The problem:
Write out the data again in full, exactly as it reads.
(Task inputs)
PR #698, opened 2022-01-31
Update LumbridgeHard.java

### LINKED ISSUE #696: Hard Lumbridge Diary - Natures missing
Nature runes are mentioned in the Bones to Peaches step but not in the general item requirements before starting. Should state that x2 Nature Runes are needed for the Lumbridge Hard Diary. Only other issue noticed was that Duel Arena was in lowercase for the step to use the altar with Smite on but that's being picky.

Felanbird:
- Capitalized Duel Arena & Daeyalt essence
- Adding missing `natureRune` in ItemRequirements
- renamed `ess` variable to `essence` & declared the requirement of `28` once
- declared the rune requirements for `waterRune` & `natureRune` once
- moved earthRune requirements to existing `earthRune4` & `earthRune10` variables
- declared `coins` variable once for barrows glove purchase, also moved it to the top of the ItemRequirements (looksout of place in the middle)

Fixes #696

also please squash and merge this, I seperated the commits very specifically so I could keep track of the changes, but it will look terrible in git history without squash&merge

### DIFF
--- a/src/main/java/com/questhelper/achievementdiaries/lumbridgeanddraynor/LumbridgeHard.java
+++ b/src/main/java/com/questhelper/achievementdiaries/lumbridgeanddraynor/LumbridgeHard.java
@@ -71,8 +71,8 @@ public class LumbridgeHard extends ComplexStateQuestHelper
 {
 	// Items required
 	ItemRequirement bones, earthRune4, earthRune10, earthRune14, waterRune, natureRune, fairyAccess, axe, goldBar,
-		cutDiamond, amuletMould, ballOfWool, cosmicRune, diamondAmuletU, diamondAmulet, miningHelm, tinderbox, coins, ess,
-		cosmicAccessOrAbyss, bellaSeed, seedDib, spade, rake, gloves, earthRune;
+		cutDiamond, amuletMould, ballOfWool, cosmicRune, diamondAmuletU, diamondAmulet, miningHelm, tinderbox, coins,
+		essence, cosmicAccessOrAbyss, bellaSeed, seedDib, spade, rake, gloves, earthRune;
 
 	// Items recommended
 	ItemRequirement ringOfDueling, gamesNeck, dorgSphere, lightsource;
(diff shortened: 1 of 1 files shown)


Obasill (approved):
Aesthetics aside, what purpose is there in changing variable names and replacing `.quantity(28)` into ` , 28)`? I don't mean to condescend, what I'm trying to say is that if it's not broken don't 'fix' it. 

Your time would be better utilized changing things that are incorrect / broken like the capitalization and nature rune changes you made. You've clearly a keen eye for that kind of stuff and I know I'm bad at that so I'm certain you'll be able to find more of my mistakes.

Felanbird:
I won't deny that I made the changes because I was already in the file for the mentioned issues.

I want a better consistency for this sort of thing, specifically for implementations by future contributors, as I borrowed a standard of code from another file for one of my first pull requests to this repo, and I believe declaring the values once, is a better consistancy.

Also for the same reasoning, I changed the variable name because it took me way too long to realize what an `ess` was.

Obasill:
If you want consistency that's great but you're going to have to go through every diary (except falador) and change those as well. Right now you're introducing a different way to code things in an otherwise consistent set of files, which makes it more confusing for future contributors. 

I don't know which file you're basing this standard on but wrote all the diaries (except karamja and fally) and I based my code off of how zoinkwiz did the karamja diary.

Felanbird:
While the diaries themselves might be fairly consistent, (although this exact file already has both variations [earth4 , 10 & 14]), many of the quests have the implementation I'm suggesting
`A Souls Bane, Biohazard, Bone Voyage, Cabin Fever, Cold War, Contact!, Grim Tails, Wanted!` from quick searching.

Although the standard may have been copied from the Karamja diary, it just doesn't seem like a good standard to uphold, declaring the value once instead of in every single mention of the variable just seems.... way easier and way more correct.

I split all the commits up like this to better keep track of them, but that way of committing is very useful for reverting the changes, so if the old standard is seen as better reverting this PR to just capitalization & missing variable can easily be done, but I do still think this is a better standard.

and if the other files need to be changed then so be it 😁

Obasill:
The reason I made multiple earthrune variables for this diary and defined the quantity in the initialization was to differentiate them for the two steps that used earth runes (power amulet and bones to peaches). That was because previously it would always show you needed 14 earth runes regardless of whether or not you've completed one of the two steps. 

I can't speak for zoinkwiz but the reason I use things like .quantity and .highlight is because it's a lot more dynamic. There are some tasks that have multiple steps that both require the same item but in different quantities. Hell, if you look at some of the old quests there are entirely new objects for things like coins / runes that need to be used multiple times or be highlighted. 

I've already approved the changes and don't mind them. It just seems like a lot of busy-work.

Zoinkwiz (approved):

Felanbird:
> I think .quantity can be nice in scenarios where you need varying quantities at different stages of the helper. 

Yeah I started playing around with moving more files to this, and whenever the quantities are varying, `.quantity()` just makes more sense. (seems to be very common with coins in Easy diaries.)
(End Task inputs)
Output of the exercise:
PR #698, opened 2022-01-31
Update LumbridgeHard.java

### LINKED ISSUE #696: Hard Lumbridge Diary - Natures missing
Nature runes are mentioned in the Bones to Peaches step but not in the general item requirements before starting. Should state that x2 Nature Runes are needed for the Lumbridge Hard Diary. Only other issue noticed was that Duel Arena was in lowercase for the step to use the altar with Smite on but that's being picky.

Felanbird:
- Capitalized Duel Arena & Daeyalt essence
- Adding missing `natureRune` in ItemRequirements
- renamed `ess` variable to `essence` & declared the requirement of `28` once
- declared the rune requirements for `waterRune` & `natureRune` once
- moved earthRune requirements to existing `earthRune4` & `earthRune10` variables
- declared `coins` variable once for barrows glove purchase, also moved it to the top of the ItemRequirements (looksout of place in the middle)

Fixes #696

also please squash and merge this, I seperated the commits very specifically so I could keep track of the changes, but it will look terrible in git history without squash&merge

### DIFF
--- a/src/main/java/com/questhelper/achievementdiaries/lumbridgeanddraynor/LumbridgeHard.java
+++ b/src/main/java/com/questhelper/achievementdiaries/lumbridgeanddraynor/LumbridgeHard.java
@@ -71,8 +71,8 @@ public class LumbridgeHard extends ComplexStateQuestHelper
 {
 	// Items required
 	ItemRequirement bones, earthRune4, earthRune10, earthRune14, waterRune, natureRune, fairyAccess, axe, goldBar,
-		cutDiamond, amuletMould, ballOfWool, cosmicRune, diamondAmuletU, diamondAmulet, miningHelm, tinderbox, coins, ess,
-		cosmicAccessOrAbyss, bellaSeed, seedDib, spade, rake, gloves, earthRune;
+		cutDiamond, amuletMould, ballOfWool, cosmicRune, diamondAmuletU, diamondAmulet, miningHelm, tinderbox, coins,
+		essence, cosmicAccessOrAbyss, bellaSeed, seedDib, spade, rake, gloves, earthRune;
 
 	// Items recommended
 	ItemRequirement ringOfDueling, gamesNeck, dorgSphere, lightsource;
(diff shortened: 1 of 1 files shown)


Obasill (approved):
Aesthetics aside, what purpose is there in changing variable names and replacing `.quantity(28)` into ` , 28)`? I don't mean to condescend, what I'm trying to say is that if it's not broken don't 'fix' it. 

Your time would be better utilized changing things that are incorrect / broken like the capitalization and nature rune changes you made. You've clearly a keen eye for that kind of stuff and I know I'm bad at that so I'm certain you'll be able to find more of my mistakes.

Felanbird:
I won't deny that I made the changes because I was already in the file for the mentioned issues.

I want a better consistency for this sort of thing, specifically for implementations by future contributors, as I borrowed a standard of code from another file for one of my first pull requests to this repo, and I believe declaring the values once, is a better consistancy.

Also for the same reasoning, I changed the variable name because it took me way too long to realize what an `ess` was.

Obasill:
If you want consistency that's great but you're going to have to go through every diary (except falador) and change those as well. Right now you're introducing a different way to code things in an otherwise consistent set of files, which makes it more confusing for future contributors. 

I don't know which file you're basing this standard on but wrote all the diaries (except karamja and fally) and I based my code off of how zoinkwiz did the karamja diary.

Felanbird:
While the diaries themselves might be fairly consistent, (although this exact file already has both variations [earth4 , 10 & 14]), many of the quests have the implementation I'm suggesting
`A Souls Bane, Biohazard, Bone Voyage, Cabin Fever, Cold War, Contact!, Grim Tails, Wanted!` from quick searching.

Although the standard may have been copied from the Karamja diary, it just doesn't seem like a good standard to uphold, declaring the value once instead of in every single mention of the variable just seems.... way easier and way more correct.

I split all the commits up like this to better keep track of them, but that way of committing is very useful for reverting the changes, so if the old standard is seen as better reverting this PR to just capitalization & missing variable can easily be done, but I do still think this is a better standard.

and if the other files need to be changed then so be it 😁

Obasill:
The reason I made multiple earthrune variables for this diary and defined the quantity in the initialization was to differentiate them for the two steps that used earth runes (power amulet and bones to peaches). That was because previously it would always show you needed 14 earth runes regardless of whether or not you've completed one of the two steps. 

I can't speak for zoinkwiz but the reason I use things like .quantity and .highlight is because it's a lot more dynamic. There are some tasks that have multiple steps that both require the same item but in different quantities. Hell, if you look at some of the old quests there are entirely new objects for things like coins / runes that need to be used multiple times or be highlighted. 

I've already approved the changes and don't mind them. It just seems like a lot of busy-work.

Zoinkwiz (approved):

Felanbird:
> I think .quantity can be nice in scenarios where you need varying quantities at different stages of the helper. 

Yeah I started playing around with moving more files to this, and whenever the quantities are varying, `.quantity()` just makes more sense. (seems to be very common with coins in Easy diaries.)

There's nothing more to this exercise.